WORK ORDER:
A faithful, complete transcription of the listing is required.

+ + + + +

PR #736, opened 2026-05-18
Adds image logging to ML tracking platforms

mrpositron:
## What has changed and why?

Training/validation example images (labels and predictions) were previously only saved to disk under `image_examples/`. The Fabric loggers (TensorBoard, MLflow, Wandb) had no visibility into them, so users running with those loggers couldn't see the visualizations in their dashboards.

+ + + + +

REPLY:
PR #736, opened 2026-05-18
Adds image logging to ML tracking platforms

mrpositron:
## What has changed and why?

Training/validation example images (labels and predictions) were previously only saved to disk under `image_examples/`. The Fabric loggers (TensorBoard, MLflow, Wandb) had no visibility into them, so users running with those loggers couldn't see the visualizations in their dashboards.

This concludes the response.